Ministry work is one of the most difficult fields to choose.
Statistics by Barna Research and others will support this many times over. One study shows that 15 % of pastors consider leaving their ministry every Monday morning; another says that 60 to 80% of those who enter ministry will not still be in ministry ten years later.
I could go on and on. . .
I remember, some years back, my mother asked me one day, why we had given our life to ministry? She commented on the hardships she had seen us endure, the minimal earnings we made at times, the spiritual warfare we faced on a day-to-day basis, and she wondered if it had all been worth it.
As I look back on mine and Jim’s forty plus years of marriage, much of which has been spent in direct ministry involvement, I sometimes find myself asking these same questions; having these same thoughts.
And then, I begin to remember the lives that have touched ours in deep and special ways. And I know that in spite of the hardships, the disappointments, the trials; there is a reward that will be ours one day in glory if we continue to run this race with perseverance.
I remember the little 78 year old lady, Agnes Coe, who prayed for many years for a pastor to come to her small, empty, church in Union, Missouri. I remember how God directed Jim and I to that pastoral opportunity, where we had three people on our first Sunday morning. I remember the miracles we saw as God grew a church from literally nothing, to a vibrant, living, organism in that community.
There is the doctor I worked for who was saved under our ministry, his entire family brought to Christ. I remember the young family who came into our lives through the daycare ministry, started to provide a safe place for the children of our working parents. How the husband was saved one morning in a service that must have been just for him. I remember the friend God gave me, and later took to be with Him, and how her children are now my friends.

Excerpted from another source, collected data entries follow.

PR #2701, opened 2020-10-30
Use latest version available in deps bin dir

angelcar:
### Summary

`execcmd.InitializeContainer` should grab the latest version available in `/var/lib/ecs/deps/execute-command/bin`

for example, given the following directory structure

```
/var/lib/ecs/deps/execute-command/bin
                                    +---- 1.0.0.0
                                    +---- 2.0.0.0
                                    +---- random-dir
                                    +---- 3.0.236.0                                    
```
it should be inferred that the version to use is `/var/lib/ecs/deps/execute-command/bin/3.0.236.0`

So as long as there's a directory with a valid version and valid dependencies, we grab it; this avoids hard-coding the initial ssm version and future-proofs the ecs agent for ssm version updates.

### Implementation details

`execcmd.InitializeContainer` will list the directories inside the ecs agent container's `/managed-agents/execute-command/bin` folder. Then create a collection of ssm agent versions by attempting to parse each dir name. Dirs that cannot be parsed into valid versions will be omitted as we can't error out the whole process based on an unexpected file in our bin dir. 
Next, we will sort our list of versions in reverse order and will attempt to find the necessary binaries inside each of the version folders, the first folder that contains the dependencies is our latest valid version that will be mounted into customer's containers.

If no valid versions are found inside `/var/lib/ecs/deps/execute-command/bin/`, we return an error.

### Testing

Adapted and ran integ tests and UTs

### Licensing

### DIFF
--- a/agent/engine/execcmd/agent_version.go
+++ b/agent/engine/execcmd/agent_version.go
@@ -15,68 +15,108 @@ package execcmd
 
 import (
 	"errors"
+	"io/ioutil"
 	"strconv"
 	"strings"
 )
 
-// TODO: Remove this later, just doing it do make static checks happy about these utils not being invoked anywhere
-func init() {
-	determineLatestVersion([]string{"1.1.1.1"})
-}
-
 const (
 	versionDelimiter  = "."
-	badInputReturn    = -999
 	badFormatErrorStr = "invalid version format"
 )
 
-// compareAgentVersion compares two versions, returning -1 if v1 < v2, 0 if v1 == v2, and 1 if v1 > v2.
-// The version must have only integers representing major, minor, patch, and reserved; delimited by dots (e.g. "1.2.3.4").
-// An error is returned if any of the versions passed as parameter is malformed.
+type agentVersion []uint
+
+// compare compares this agentVersion against another one passed as parameter.
+// returns -1 if lhs < rhs, 0 lhs == rhs, and 1 if lhs > rhs.
 // example:
-// compareAgentVersion("3.0.236.0", "3.0.237.0") returns -1, nil
-// compareAgentVersion("3.0.236.0", "3.0.236.0") returns 0, nil
-// compareAgentVersion("3.0.237.0", "3.0.236.0") returns 1, nil
-// compareAgentVersion("a.b.c.d", "3.0.236.0") returns -999, error
-func compareAgentVersion(v1Str, v2Str string) (int, error) {
-	v1Arr := strings.Split(v1Str, versionDelimiter)
-	v2Arr := strings.Split(v2Str, versionDelimiter)
-
-	if len(v1Arr) != len(v2Arr) {
-		return badInputReturn, errors.New(badFormatErrorStr)
+// [3, 0, 236, 0].compare([3, 0, 237, 0]) returns -1
+// [3, 0, 236, 0].compare([3, 0, 236, 0]) returns 0
+// [3, 0, 237, 0].compare([3, 0, 236, 0]) returns 1
+// [3].compare([2, 0, 236])               returns 1
+func (lhs agentVersion) compare(rhs agentVersion) int {
+	lhsLen := len(lhs)
+	rhsLen := len(rhs)
+	maxLen := lhsLen
+	if rhsLen > maxLen {
+		maxLen = rhsLen
 	}
-	for i := 0; i < len(v1Arr); i++ {
-		v1Int, err := strconv.ParseUint(v1Arr[i], 10, 32)
-		if err != nil {
-			return badInputReturn, errors.New(badFormatErrorStr)
+	for i := 0; i < maxLen; i++ {
+		v1 := uint(0)
+		v2 := uint(0)
+		if i < lhsLen {
+			v1 = lhs[i]
 		}
-		v2Int, err := strconv.ParseUint(v2Arr[i], 10, 32)
-		if err != nil {
-			return badInputReturn, errors.New(badFormatErrorStr)
+		if i < rhsLen {
+			v2 = rhs[i]
 		}
-
-		if v1Int < v2Int {
-			return -1, nil
-		} else if v1Int > v2Int {
-			return 1, nil
+		if v1 < v2 {
+			return -1
+		} else if v1 > v2 {
+			return 1
 		}
 	}
-	return 0, nil
+	return 0
 }
 
-func determineLatestVersion(versions []string) (string, error) {
-	if len(versions) == 0 {
-		return "", errors.New("no versions to compare were provided")
+// String the string representation of an agentVersion
+// e.g. [3, 0, 236, 0] -> "3.0.236.0"
+func (lhs agentVersion) String() string {
+	var avStr []string
+	for _, e := range lhs {
+		avStr = append(avStr, strconv.Itoa(int(e)))
 	}
-	latest := "0.0.0.0"
-	for _, v := range versions {
-		comp, err := compareAgentVersion(v, latest)
+	return strings.Join(avStr, versionDelimiter)
+}
+
+func parseAgentVersion(version string) (agentVersion, error) {
+	var parsedVersion []uint
+	vArr := strings.Split(version, versionDelimiter)
+	for _, part := range vArr {
+		pInt, err := strconv.ParseUint(part, 10, 32)
 		if err != nil {
-			return "", err
+			return nil, errors.New(badFormatErrorStr)
 		}
-		if comp > 0 {
-			latest = v
-		}
+		parsedVersion = append(parsedVersion, uint(pInt))
 	}
-	return latest, nil
+	return parsedVersion, nil
+}
+
+// This is a helper type to make []agentVersion sortable
+type byAgentVersion []agentVersion
+
+// Len fulfills sort.Interface
+func (bav byAgentVersion) Len() int {
+	return len(bav)
+}
+
+// Less fulfills sort.Interface
+func (bav byAgentVersion) Less(i, j int) bool {
+	return bav[i].compare(bav[j]) < 0
+}
+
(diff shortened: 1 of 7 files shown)


agent/engine/execcmd/agent_version.go
```diff
@@ -15,68 +15,107 @@ package execcmd
...
 		if err != nil {
-			return "", err
+			return nil, errors.New(badFormatErrorStr)
+		}
+		parsedVersion = append(parsedVersion, uint(pInt))
+	}
+	return parsedVersion, nil
+}
+
+type agentVersionList []agentVersion
```
cyastella, line 85: nit: why not just use `[]agentVersion` instead? defining this as a new type does not bring too much benefit and makes it a bit harder to read (cannot directly tell what data type it actually is)

agent/engine/execcmd/agent_version.go
```diff
@@ -15,68 +15,107 @@ package execcmd
...
-// An error is returned if any of the versions passed as parameter is malformed.
-// example:
-// compareAgentVersion("3.0.236.0", "3.0.237.0") returns -1, nil
-// compareAgentVersion("3.0.236.0", "3.0.236.0") returns 0, nil
-// compareAgentVersion("3.0.237.0", "3.0.236.0") returns 1, nil
-// compareAgentVersion("a.b.c.d", "3.0.236.0") returns -999, error
-func compareAgentVersion(v1Str, v2Str string) (int, error) {
-	v1Arr := strings.Split(v1Str, versionDelimiter)
-	v2Arr := strings.Split(v2Str, versionDelimiter)
+type agentVersion []uint
```
cyastella, line 28: I think this could be `[4]uint` instead of slices

cyastella: or use struct for this

```go
type AssemblyVersion struct {
    Major uint
    Minor uint
    Build uint
    Revision uint
}
```

, but since this type is very lightly used, don't this is necessary for now

agent/engine/execcmd/manager_init_task_linux.go
```diff
@@ -198,11 +236,11 @@ func getExecAgentConfigHash(config string) string {
 	return base64.URLEncoding.EncodeToString(hash.Sum(nil))
 }
 
-var execAgentConfigFileExists = configFileExists
+var osStat = os.Stat
 
-func configFileExists(configFilePath string) bool {
-	if _, err := os.Stat(configFilePath); err == nil {
-		return true
+func fileExists(configFilePath string) bool {
```
cyastella, line 241: nit: I think it's easier to mock `fileExists` over `os.Stat`

agent/engine/execcmd/agent_version.go
```diff
@@ -15,68 +15,107 @@ package execcmd
...
-	if len(v1Arr) != len(v2Arr) {
-		return badInputReturn, errors.New(badFormatErrorStr)
+// compare compares this agentVersion against another one passed as parameter.
+// returns -1 if this < av2, 0 this == av2, and 1 if this > av2.
+// example:
+// [3, 0, 236, 0].compare([3, 0, 237, 0]) returns -1
+// [3, 0, 236, 0].compare([3, 0, 236, 0]) returns 0
+// [3, 0, 237, 0].compare([3, 0, 236, 0]) returns 1
+// [3].compare([2, 0, 236])               returns 1
+func (av agentVersion) compare(av2 agentVersion) int {
```
cyastella, line 37: nit: `lhs` and `rhs` for compare functions

agent/engine/execcmd/agent_version.go
angelcar: The reason I created a new type is that I wanted to make `[]agentVersion` sortable. I will check if I can still do that just by using `[]agentVersion` directly... If not, I think it's still a good recommendation to change this to make it clear it's just for sorting purposes

agent/engine/execcmd/agent_version.go
angelcar: why limit this and make it too rigid? since in the future the version could be less numbers or more (we don't really control that). Right now this works with whatever number of elements you have in the version

agent/engine/execcmd/manager_init_task_linux.go
angelcar: It is easier, buy by mocking the whole `fileExists` function, we also remove the bits of logic from test coverage... I think this is a good balance between complexity and coverage.... thoughts?

agent/engine/execcmd/agent_version.go
angelcar: I like that! will change

agent/engine/execcmd/agent_version.go
angelcar: Alright, I renamed `agentVersionList` to `byAgentVersion` and I only use this type for sorting, the rest of the functions use `[]agentVersion` directly. And you're right that this is more readable :)

agent/engine/execcmd/manager_init_task_linux.go
cyastella: I think we can also unit test the `fileExists` function if test coverage is a concern, but no strong opinion here, mocking `os.Stat` sounds fine too

cyastella: btw, the input argument is still called `configFilePath`, maybe this can `filePath` directly

agent/engine/execcmd/agent_version.go
cyastella: ok

agent/engine/execcmd/agent_version.go
cyastella: good point, thanks for the explanation! I thought `sort.Sort()` requires implementing comparator on the type that needs to be compared (i.e. `agentVersion`), didn't realize that it should be implemented on the slice type too

meantime, just curious, would it work to directly implement the interface methods on `[]agentVersion`? this way we won't need the added type `byAgentVersion` either

```go
func (bav []agentVersion) Len() int {
	return len(bav)
}
```

agent/engine/execcmd/manager_init_task_linux.go
angelcar: good catch! Changed :D

cyastella (approved):

agent/engine/execcmd/agent_version_test.go
```diff
@@ -15,108 +15,205 @@ package execcmd
...
-		},
-		{
-			"missing elements v2", "1.1.1.1", "3.0.236", badInputReturn, true,
-		},
-		{
-			"blank v1", "", "1.1.1.1", badInputReturn, true,
-		},
-		{
-			"blank v2", "1.1.1.1", "", badInputReturn, true,
+			"blank rhs", []uint{1, 1, 1, 1}, []uint{}, 1,
```
fierlion, line 52: blank both sides returns 0?

agent/engine/execcmd/manager_init_task_linux.go
```diff
@@ -133,6 +141,36 @@ func (m *manager) InitializeContainer(taskId string, container *apicontainer.Con
...
+		if !fileExists(filepath.Join(ecsAgentDepsVersionedBinDir, SSMAgentWorkerBinName)) {
+			continue // try falling back to the previous version
+		}
+		if !fileExists(filepath.Join(ecsAgentDepsVersionedBinDir, SessionWorkerBinName)) {
+			continue // try falling back to the previous version
+		}
+		latest = filepath.Join(m.hostBinDir, vStr)
+		break
+	}
+	if latest == "" {
```
fierlion, line 168: Is there a test for this condition?  I might have missed it.
I'm looking over the pr as a whole and keep thinking about what happens with an existing but empty directory -- the sort will return 0 (I believe -- no test for that case but it makes sense) and latest will be the empty string.  This is a pretty important error path -- if no available ssm agents, then big problems.

agent/engine/execcmd/agent_version.go
```diff
@@ -15,68 +15,108 @@ package execcmd
...
+func (bav byAgentVersion) Swap(i, j int) {
+	bav[i], bav[j] = bav[j], bav[i]
+}
+
+var ioUtilReadDir = ioutil.ReadDir
+
+func retrieveAgentVersions(agentBinPath string) ([]agentVersion, error) {
+	files, err := ioUtilReadDir(agentBinPath)
+	if err != nil {
+		return nil, err
```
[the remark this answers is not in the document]
angelcar: This is a primitive which is only responsible for getting valid versions. I believe what you're referring to is [here](https://github.com/aws/amazon-ecs-agent/pull/2701/files#diff-c4a66e64f3b925c1319fa93708f2e604acd9415469acec3b11a27c490fb88d1aR169), if not versions are found in our folder then there will be an error at some point

agent/engine/execcmd/agent_version_test.go
angelcar: It should, let me add that case here though.

agent/engine/execcmd/manager_init_task_linux.go
angelcar: [These](https://github.com/aws/amazon-ecs-agent/pull/2701/files#diff-ebdff96a4c1a16c1f6b7675e6e244503b94530f6f3f59358c87b42f74b61bb16R78-R88) two test cases cover this

agent/engine/execcmd/agent_version_test.go
angelcar: added test case [here](https://github.com/aws/amazon-ecs-agent/pull/2701/files#diff-6cf239de592683f4c177ec789f5615ded75e41e50ea468fbfc8531930714efffR37)

fierlion (approved):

Some days, I think about the campus church that God called Jim and I to serve in the cold, long, months in Minot, North Dakota. I see, in my mind, the faces of the young couples who came to our home to share and seek counsel, the homesick young people who found a place to laugh and enjoy time with our family; and I am blessed. I remember in particular one young man, St. John Williams, who touched our lives in a simple yet transforming way as he shared with our children of his culture in a far away land.
There are weeks at a time that I don’t think about or dwell on these days gone by, but then something will trigger a memory of the years spent in one of these places, such as Joplin, Missouri, and the friends we made there. Jim and I recently saw the obituary of a man we had served with, Tom Gilmore, and we grieved for a friendship lost over the years, while knowing without a doubt that we will see him again one day.
And, I think often of the years we spent in Georgia. We went there in the late 80’s to serve on the staff of a church that was growing by leaps and bounds under the direction of Dr. Paul Walker. God saw fit to allow us to lead several ministries in our ten years there. The people who touched our lives in tangible and intangible ways will always have a piece of our heart.
These were not always easy years, we had struggles that we likely would not have had if we had stayed in a small church in a rural setting. We sacrificed much time with our children, and each other, to fulfill the needs of our positions. Some of that I would do differently if I could have a “do over.” Which of course I can’t! But we learn from our mistakes and hopefully become better because of them.
We also spent three years working with a church plant in the North Georgia region. It was there that we saw many come to a saving knowledge of Christ. It was also there that we realized once again that there is a time to lead, and a time to let go.
Someone once asked Jim, after we had resigned our positions at Mount Paran, why we had “left the ministry.” I remember smiling as he replied that we had not left the ministry, we were simply furthering the gospel in our work with pastors through the Institute for Organizational Leadership, the not-for-profit organization we’d founded some years before.
It has been through this ministry work that we have served and mentored pastors, and business leaders, have worked with teams of people, and have seen entire organizations turned around to fulfill ministry in their own communities.
One thing that I will never regret are the wonderful people we have known through all of these years of ministry opportunity.
As I think today about Bud and June Runion, who have gone on to be with the Lord this week, I am reminded of the impact they made not only on our lives as we served them so many years ago, but on the lives of hundreds of others they have touched. I am humbled and in awe of the respect and love they have been shown in the last few days. Truly, theirs was a life lived for the full glory of God.
Yes, I would do it all again. . . and I know that God is not done with Jim and me yet. We plan to continue serving Him in whatever way He leads until our time here on earth is finished. To God be the Glory.